Welcome to my monthly diary as I continues to follow the life at our garden at Ednovean Farm through October and into the autumn. No sooner had the last diary been posted than the first gale of autumn swept through the garden scattering the strappy spent fronds from the Cordyline australis across the lawn and tearing at the tall pampas seeds.
Our first job on Monday at the beginning of the month was a good two hours of collecting the leaves before we could even contemplate moving on with the borders. An essential job as the fibrous fronds like to lurk hidden in the long grass waiting to trap and jam strimmers and clog lawn mowers – they do burn with a very satisfying crackle though and are great for bonfire lighting!

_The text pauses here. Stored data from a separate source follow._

PR #86, opened 2017-02-25
console.assert should always call logger with non-empty data (fixes #85)

### LINKED ISSUE #85: Clarify that console.assert should log even without formatting string
https://console.spec.whatwg.org/commit-snapshots/36c3ee56b8471c82ec5ea88dcbaf223235b22a3e/#assert

> If condition is false, perform Logger\("error", data\)\.

A call like `console.assert(false)` would then call `Logger("error", [])`, but the implementation of `Logger` states as the first item:

> 1. If `args` is empty, abort these steps.

I would expect the behavior to log something though - and the participants in the discussion around #56 seem to make the same assumption.

When calling `console.assert(false)` in various browsers, something is logged in that case:

- Chrome prints `Assertion failed: console.assert` with level *error*
- Safari prints `Assertion Failed` with level *error*
- Firefox prints an empty line with level *error*
- Edge prints `undefined` with level *error*
- Node throws an `AssertionError: false == true` (`false` is static, same result for `console.assert(0)`)

I'd propose to add a section that clarifies this:

1. If condition is *true*, abort these steps.
2. If *data* is not empty, perform Logger("error", *data*). Abort these steps.
3. Let *message* be the string "Assertion failed".
4. Perform Logger("error", [*message*])

Should we make a clear recommendation of what the String in (3) should look like? Or leave it open to implementers, e.g. just say "a string, indicating that some assertion failed (e.g. ...)"?

---

For reference, calling `console.assert(false, "foo")` in various browsers:

- Chrome prints `Assertion failed: foo` with level *error*
- Safari prints `Assertion Failed: foo` with level *error*
- Firefox prints `foo` with level *error*
- Edge prints `foo` with level *error*
- Node throws an `AssertionError: foo`

EDIT: Didn't have access to Edge, added @domenic's findings.

sirlantis:
The specification says that  Logger should not perform anything
if data is empty. However, console.assert() should not be required
to provide an argument besides the condition to log something,
which matches what most implementations do.

This clarifies that section in the spec by providing an algorithm
as well as a recommendation of prefixing messages without destroying
formatting capabilities.

### DIFF
--- a/index.bs
+++ b/index.bs
@@ -231,7 +231,7 @@ its \[[Prototype]] an empty object, created as if by ObjectCreate(%ObjectPrototy
   1. If _data_ is empty, append _message_ to _data_.
   1. Otherwise, implementations should perform these substeps:
     1. Let _first_ be the first element of _data_.
-    1. If _first_ is not a string, prepend _message_ to _data_. Abort these substeps.
+    1. If Type(_first_) is not String, prepend _message_ to _data_. Abort these substeps.
     1. Let _concat_ be the concatenation of _message_, U+003A COLON (:), U+0020 (SPACE), and _first_.
     1. Set _data[0]_ to _concat_.
   1. Perform Logger("error", _data_).
--- a/index.bs
+++ b/index.bs
@@ -232,7 +232,7 @@ its \[[Prototype]] an empty object, created as if by ObjectCreate(%ObjectPrototy
   1. Otherwise, implementations should perform these substeps:
     1. Let _first_ be the first element of _data_.
     1. If Type(_first_) is not String, prepend _message_ to _data_. Abort these substeps.
-    1. Let _concat_ be the concatenation of _message_, U+003A COLON (:), U+0020 (SPACE), and _first_.
+    1. Let _concat_ be the concatenation of _message_, U+003A COLON (:), U+0020 SPACE, and _first_.
     1. Set _data[0]_ to _concat_.
   1. Perform Logger("error", _data_).
 </emu-alg>
--- a/index.bs
+++ b/index.bs
@@ -223,7 +223,7 @@ its \[[Prototype]] an empty object, created as if by ObjectCreate(%ObjectPrototy
 
 <h3 id="logging">Logging methods</h3>
 
-<h4 id="assert" oldids="assert-condition-data,dom-console-assert" method for="console">assert(<var>condition</var>, ...<var>data</var>)</h4>
+<h4 id="assert" oldids="assert-condition-data,dom-console-assert" method for="console">assert(<var ignore=''>condition</var>, ...<var>data</var>)</h4>
 
 <emu-alg>
   1. If _condition_ is true, abort these steps.
--- a/index.bs
+++ b/index.bs
@@ -223,7 +223,7 @@ its \[[Prototype]] an empty object, created as if by ObjectCreate(%ObjectPrototy
 
 <h3 id="logging">Logging methods</h3>
 
-<h4 id="assert" oldids="assert-condition-data,dom-console-assert" method for="console">assert(<var ignore=''>condition</var>, ...<var>data</var>)</h4>
+<h4 id="assert" oldids="assert-condition-data,dom-console-assert" method for="console">assert(<var>condition</var>, ...<var>data</var>)</h4>
 
 <emu-alg>
   1. If _condition_ is true, abort these steps.
@@ -231,7 +231,7 @@ its \[[Prototype]] an empty object, created as if by ObjectCreate(%ObjectPrototy
   1. If _data_ is empty, append _message_ to _data_.
   1. Otherwise, implementations should perform these substeps:
     1. Let _first_ be the first element of _data_.
-    1. If _first_ is not a string, prepend _data_ with _message_. Abort these substeps.
+    1. If _first_ is not a string, prepend _message_ to data_. Abort these substeps.
     1. Let _concat_ be the concatenation of _message_, U+003A COLON (:), U+0020 (SPACE), and _first_.
     1. Replace the first element of _data_ with _concat_.
   1. Perform Logger("error", _data_).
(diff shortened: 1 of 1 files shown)


sirlantis:
In the issue, I have a if/else regarding "first element is a string" while here I have guarding if. Let me know what your preference is - from other specs it seems "abort these substeps" is quite common to reduce nesting.

index.bs
```diff
@@ -223,9 +223,19 @@ its \[[Prototype]] an empty object, created as if by ObjectCreate(%ObjectPrototy
 
 <h3 id="logging">Logging methods</h3>
 
-<h4 id="assert" oldids="assert-condition-data,dom-console-assert" method for="console">assert(<var>condition</var>, ...<var>data</var>)</h4>
+<h4 id="assert" oldids="assert-condition-data,dom-console-assert" method for="console">assert(<var ignore=''>condition</var>, ...<var>data</var>)</h4>
```
sirlantis: Trying to avoid a warning here:

```
WARNING: The following <var>s were only used once in the document:
  'condition'
If these are not typos, please add an ignore='' attribute to the <var>.
```

index.bs
```diff
@@ -225,7 +225,17 @@ its \[[Prototype]] an empty object, created as if by ObjectCreate(%ObjectPrototy
 
 <h4 id="assert" oldids="assert-condition-data,dom-console-assert" method for="console">assert(<var>condition</var>, ...<var>data</var>)</h4>
 
-If <var>condition</var> is false, perform Logger("error", <var>data</var>).
+<emu-alg>
+  1. If _condition_ is true, abort these steps.
+  1. Let _message_ be a string without any formatting specifiers indicating generically an assertion failure (such as "Assertion failed").
+  1. If _data_ is empty, append _message_ to _data_.
+  1. Otherwise, implementations should perform these substeps:
```
domenic: remove "implementations should"

index.bs
```diff
@@ -225,7 +225,17 @@ its \[[Prototype]] an empty object, created as if by ObjectCreate(%ObjectPrototy
...
+    1. Let _first_ be the first element of _data_.
+    1. If _first_ is not a string, prepend _message_ to _data_. Abort these substeps.
+    1. Let _concat_ be the concatenation of _message_, U+003A COLON (:), U+0020 (SPACE), and _first_.
+    1. Replace the first element of _data_ with _concat_.
```
domenic: This can use the syntax "Set _data_[0] to _concat", optionally.

index.bs
```diff
@@ -225,7 +225,17 @@ its \[[Prototype]] an empty object, created as if by ObjectCreate(%ObjectPrototy
...
 <h4 id="assert" oldids="assert-condition-data,dom-console-assert" method for="console">assert(<var>condition</var>, ...<var>data</var>)</h4>
 
-If <var>condition</var> is false, perform Logger("error", <var>data</var>).
+<emu-alg>
+  1. If _condition_ is true, abort these steps.
+  1. Let _message_ be a string without any formatting specifiers indicating generically an assertion failure (such as "Assertion failed").
+  1. If _data_ is empty, append _message_ to _data_.
+  1. Otherwise, implementations should perform these substeps:
+    1. Let _first_ be the first element of _data_.
+    1. If _first_ is not a string, prepend _message_ to _data_. Abort these substeps.
```
domenic: "is not a string" is kind of ambiguous. What do browsers do if it is `{ toString() { "some message" } }`? Do they convert it to a string?

If we want a type test here, this should be "If Type(_first_) is String, ...". But I am not sure that's what we want...

index.bs
domenic: Oh, I see, this was meant to be a "should" specifically. In that case this is fine, nevermind!

index.bs
sirlantis: The intention was a type test, mainly because `concat` is not well-defined for non-string types. An alternative would have been to do the following in the next line:

> Let _concat_ be the concatenation of _message_, U+003A COLON (:), U+0020 (SPACE), and [toString](https://tc39.github.io/ecma262/#sec-tostring)(_first_).

However that would lead to the following behavior, which is unintended and also would not match any current behavior:

```
console.assert(false, { foo: bar }) // "Assertion failed: [Object object]"
```

Will push a commit with the proper type test notation.

sirlantis: Sadly can't phrase it that easily. Only correct statement is: No implementation that concatenates prints `[Object object]`. Only Safari and Chrome have a prefix (and therefore a desire to concat:

- Safari concats and does a type test.
- Chrome doesn't concat (and therefore breaks formatting capabilities).

---

Test cases:
- `console.assert(false, { answer: 42 })`
- `console.assert(false, "foo: %s", "bar")`

Results:

- Chrome
    - `Assertion failed: Object {answer: 42}` (Object is expandable)
    - `Assertion failed: foo: %s bar`
- Safari:
    - `Assertion Failed – {answer: 42}` (Object behind long-dash which is their "rest" divider)
    - `Assertion Failed: foo: bar`
- Firefox:
    - `Object { answer: 42 }` (Object is expandable)
    - `foo: bar`
- Edge:
    - `[Object object]`
        - Note: Edge's `Printer` is a simple `toString` and does not print objects nicely - even for `console.log`
    - `foo: bar`

domenic: Fair enough!

index.bs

With the onset of autumn I’ve started the long trudge from the muck heap across the lane, barrowing back the rich dark manure to the garden. I find it oddly satisfying to spread the weed suppressing mulch across the beds in a warm winter blanket. The crumbly muck that forms from Danni’s well rotted Miscanthus bedding (You can see a grass theme developing here) has proved the best mulch over the years before finally sinking into the earth as the years go by to form rich dark soil. Strangely enough we don’t have so much topsoil here in place – the courtyard gardens were formed from the old farmyards where farming has taken place probably since Saxon times. They have been dug deep into the subsoil of the hillside to tuck the farm below the horizon in centuries when threats mostly came from the sea and the Italian garden of course was planted in the horses old sand school, with the only real soil in the raised beds that flank it. My first stop was the big date palms in the Italian garden that sit in a mixture of sand and rab, to spread a nurturing mulch around their base. No sooner had I returned with a second barrow full than I found a waiting Robin on one of the urns that flank the Italian garden entrance, ready for the rich harvest of worms that accompany the garden treat. Somehow the little Robin waiting for his worms was a real signpost of the continuity of the garden through the seasons – the seasons that shape its life and a promise that the winter days will have their own beauty in the days to come.
Over this month I’ve slipped a few spring bulbs in here and there in the hope that they will either cheer up the first days of spring or make a winter mouse very happy – we’ll have to wait and see. At the moment we have mild moisture laden air gently caressing the garden as its fades away and what will November bring – ah again we’ll have to wait and see.